• Work to be completed:
Filter these entries down to the lines that hold the word "Rectangle", and show each of them.

[The input — start]

Issue #1049, opened 2016-10-17
USB connection handling proposal


fieldOfView:
A while back there was some discussion about how Cura handles USB-connected printers.

Current problems:
- Cura does not properly (auto-)detect all printers, and a manual port-selection is missing
- Cura tries connecting to all serial ports on startup, resetting all connected printers (and other Arduino-based peripherals)
- A USB connected printer is "seen" by all printer-instances in Cura as "the" USB-connected printer
- In case of multiple connected printers, there is no way to see which printer is connected to which serial port

Most of these problems would be solved if Cura did not automatically assume that any connected USB serial port could be a 3d printer that any of the printer instances could print to. Instead I think connecting a printer via USB should be a conscious step for the user. When adding a printer Cura should ask the connection details. These connection details are then stored with the printer (stack) configuration.

I have made a fairly rough mockup plugin of what this could look like:
https://github.com/fieldOfView/USBConnectionMockup
Install the plugin and add a new printer (or press the "Connect via USB" button on the Printers preference pane). Note that this mockup is fully non-functional at this point.

![connect_via_usb](https://cloud.githubusercontent.com/assets/143551/19434597/a69bf698-9466-11e6-9b63-a20b92bf66ab.gif)

This is inspired by how the connection with the UM3 or OctoPrint are handled; I think that in the future we will see more and more printers being available via other means than USB, so USB should be regarded as "just another way of connecting to the printer" instead of being assumed the default and only way.

Some further thoughts:
- Cura would not need to open the serial port until it is needed (eg when starting a print, uploading firmware, switching to the monitor). Once the serial port has been opened, it can remain open, so the print-monitor keeps working.
- Cura could store (a hash of) the response to a M115 gcode command to check if the printer is indeed the same as it was once connected to. If it detects another response it could invalidate the connection info and present the usb connection window again.

thopiekar:
Using M115 was also my idea in the past. You probably remember that we both researched on how printers answer to this command and the problem was, that all the printers answer to this command differently.
[...]

Issue #70, opened 2015-06-25
Current print is sabotaged when launching new Cura


Xisle:
Application Version: 15.05.96
Platform: OS X 10.9.5

Steps to Reproduce:
Launch new Cura while printer is printing

Actual Results:
Print fails -1

Expected results:
Cura would launch without effecting current print

awhiemstra:
This is actually more of a bug in the USB serial firmware. It resets the printer when you try to connect to it, even when not sending any commands. Since we try to detect what printers are connected on launch, this can trip up the ongoing USB print.

I do not yet know how to solve this apart from completely delaying any attempts to determine connected printers, which in my opinion is not really a nice solution.

nickthetait:
One option might be a shared list of COM ports which are available or currently in use. If this list has not been created (first instance of Cura to be started) then the normal printer detection is run. If the list exists, then don't let a new instance connect to printers which are being used.

Xisle:
The old Cura connects to the printer after choosing "Print". Isn't that still a viable option? Some people want to try Cura before they buy a printer or just to produce an .stl.

What benefit is there to printer querying on startup? Cura should perform slicing without one IMO.

nallath:
Yeah, but it would be nice to know if the device you found is an device that you can actually use. If you connect an arduino with the old Cura, it thinks its a 3D printer. The polling ensures that we know if there are printers connected.

Xisle:
That leaves anyone without a printer unable to use Cura. 

How do you determine if the Arduino connected is a printer or not? Can that be done after clicking Print? 

I personally have every printer you make added to Cura 15.04 for helping others on the forum and in chat. This is impossible with the new Cura :|

nallath:
No, it simply checks if there are printers. It will still be able to save to SD / G-code. I don't know why you think that isn't possible. It simply wants to know if the option of usb streaming is at all possible before doing anything.  

It can be done after you click the button. But the main point of what we do now is that we know before hand if there is a printer. I think its kinda bad user experience to see a 'print with usb' button, only to find out after you clicked it that it doesnt work. 

The only way we know that something is a printer is simply sending some commands to it and checkin its responses. If those are okay, we can safely assume its a 3D printer.

Xisle:
First of all, I resolved my problem of not being able to slice without a printer. The UM2 I had added to an earlier beta version was not allowing slicing - adding a new UM2 fixed it.
 
Issue #69  and Issue #70 are similar.

[...]

PR #1688, opened 2017-04-14
[WIP] Rework connection via USB

fieldOfView:
This PR aims to solve the following issues:

* Cura does not properly (auto-)detect all printers, and a manual port-selection is missing
* Cura tries connecting to all serial ports on startup, resetting all connected printers (and other Arduino-based peripherals)
* A USB connected printer is "seen" by all printer-instances in Cura as "the" USB-connected printer
* In case of multiple connected printers, there is no way to see which printer is connected to which serial port

It works off this proposal: https://github.com/Ultimaker/Cura/issues/1049. Also see https://github.com/Ultimaker/Cura/issues/70 for discussion.

Instead of automatically trying to connect to any USB serial device, this PR will present the user with a dialog to deliberately connect a printer to a serial port (or an automatic option, which still allows the user to scan all ports). It will also allow the user to disable connecting to the USB printer on startup, so Cura no longer resets the printer when starting.


fieldOfView:
I have created this premature PR mostly so it can get a JIRA issue and you know what's coming.

Ghostkeeper:
For devs, see CURA-3690.

awhiemstra:
Note that the unit tests are failing because you branched at a point where unit tests in master were broken. Merging master should fix that. :)

Ghostkeeper:
Can you let us know when you consider this finished, @fieldOfView?

fieldOfView:
Not for a while. I can close this in the mean time and reopen when I am done. Let me know what you prefer.

nallath:
We just had a research sprint, so we were a bit slow to respond. I think closing this and opening it when its done is the best option.

fieldOfView:
I am fairly happy with the interface work, but getting it all functional is taking more time than expected. I am retracting this PR for now, and will return once I have a working solution (hopefully in time for 2.7)

PR #1694, opened 2017-04-15
Rigid3D Zero2 Printer Profile

Rigid3D:
Adding printer profile for the second generation of the Rigid3D Zero printer.


nallath:
For our reference; CURA-3691

Ghostkeeper:
The provided platform mesh is quite heavy. Our guideline (or soft requirement) is to stay below 1MB. Could you reduce the resolution of that mesh a bit? Would you like me to do that for you?

Rigid3D:
If you like, you can transform. If not urgent, I can do it tonight.

Ghostkeeper:
It's not urgent :) The 2.6 release is still far away. I'll let you do it so you can check if the quality stays acceptable.

Myself I'd just load it into Blender and apply a decimate filter on the mesh, and tune it a bit so that the corners and inaccuracies fall nicely and the mesh looks reasonable.

Ghostkeeper:
Thanks!

PR #1698, opened 2017-04-18
CURA-3574: Use a toggle button mode switching

LipuFei:


resources/qml/Sidebar.qml
```diff
@@ -415,6 +417,54 @@ Rectangle
             anchors.top: parent.top
             anchors.left: parent.left
             width: parent.width
+        }*/
+
+        Text
+        {
+            id: toggleLeftText
+            anchors.right: modeToggleSwitch.left
+            anchors.rightMargin: 10
```
fieldOfView: Unthemeable number, please use UM.Theme.getSize()

resources/qml/Sidebar.qml
```diff
@@ -415,6 +417,54 @@ Rectangle
...
+            color: UM.Theme.getColor("toggle_active_text")
+            font: UM.Theme.getFont("default")
+        }
+
+        Switch
+        {
+            id: modeToggleSwitch
+            checked: false
+            anchors.right: toggleRightText.left
+            anchors.rightMargin: 10
```
fieldOfView: Unthemeable number, please use UM.Theme.getSize()

resources/themes/cura/styles.qml
```diff
@@ -8,6 +8,44 @@ import QtQuick.Controls.Styles 1.1
 import UM 1.1 as UM
 
 QtObject {
+    property Component toggle_button: Component {
+        SwitchStyle {
+            groove: Rectangle {
+                implicitWidth: 30
+                implicitHeight: 15
+                radius: 9
```
fieldOfView: Unthemeable numbers, please use UM.Theme.getSize()

resources/themes/cura/styles.qml
```diff
@@ -8,6 +8,44 @@ import QtQuick.Controls.Styles 1.1
...
+                    }
+                }
+                Behavior on border.color { ColorAnimation { duration: 50; } }
+                border.width: 1
+            }
+
+            handle: Rectangle {
+                implicitHeight: 15
+                implicitWidth: 15
+                radius: 9
```
fieldOfView: Unthemeable numbers, please use UM.Theme.getSize()

LipuFei:
@fieldOfView I've put those numbers into theme.

fieldOfView:
I can't say this is a big improvement. The hit-area for the toggle is extremely small compared to the previous solution(*). Please can the labels be clickable as well?

Style-wise I think this throws consistency out of the window. The control does not look or behave like any of the other control in the interface. Different colors, no change on hover, and the size does not fit will with other controls. In simple mode "Light" infill now seems to be recommended, and "Solid" seems to be the custom option. 

(*): Don't just take it from me, see Fitt's law: https://en.wikipedia.org/wiki/Fitts%27s_law ("This scientific law predicts that the time required to rapidly move to a target area is a function of the ratio between the distance to the target and the width of the target.")

Ghostkeeper:
Making the labels clickable is something I think we can all agree on. It's been said by two of my colleagues as well when they first saw this.

The consistency of this design is a contentious issue and has been under discussion for a while. I agree with fieldOfView that it's inconsistent and would prefer tabs, but the opposing viewpoint is that it's confusing to have 3 levels of tabs beneath each other with different styles. This is what we ended up with and I don't think it would change soon (until the next redesign, that is).

fieldOfView:
The switch does not have to be implemented as tabs to be consistent. The toggle switch can be made to match the design and behavior of other controls in the application. There are ways to separate the recommended/custom labels from the infill options.

LipuFei:
@fieldOfView @Ghostkeeper Made the labels clickable: 7db0f0ebb777651154f79b33ee91fd49107086b5

PR #1699, opened 2017-04-18
tweak start gcode (M109) for jellybox 

filipgoc:
swap M109 for M104 in the start gcode

- It’s necessary to preheat the nozzle fully before the auto bed leveling
procedure to loosen up leftover filament that may had hardened on the
nozzle.


Ghostkeeper:
Devs, see CURA-3698.

Ghostkeeper:
I can't test on the actual printer, but the resulting g-code output still looks like it's working all right. Thanks.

[The input — finish]

• Exercise response:
@@ -415,6 +417,54 @@ Rectangle
@@ -415,6 +417,54 @@ Rectangle
+            groove: Rectangle {
+            handle: Rectangle {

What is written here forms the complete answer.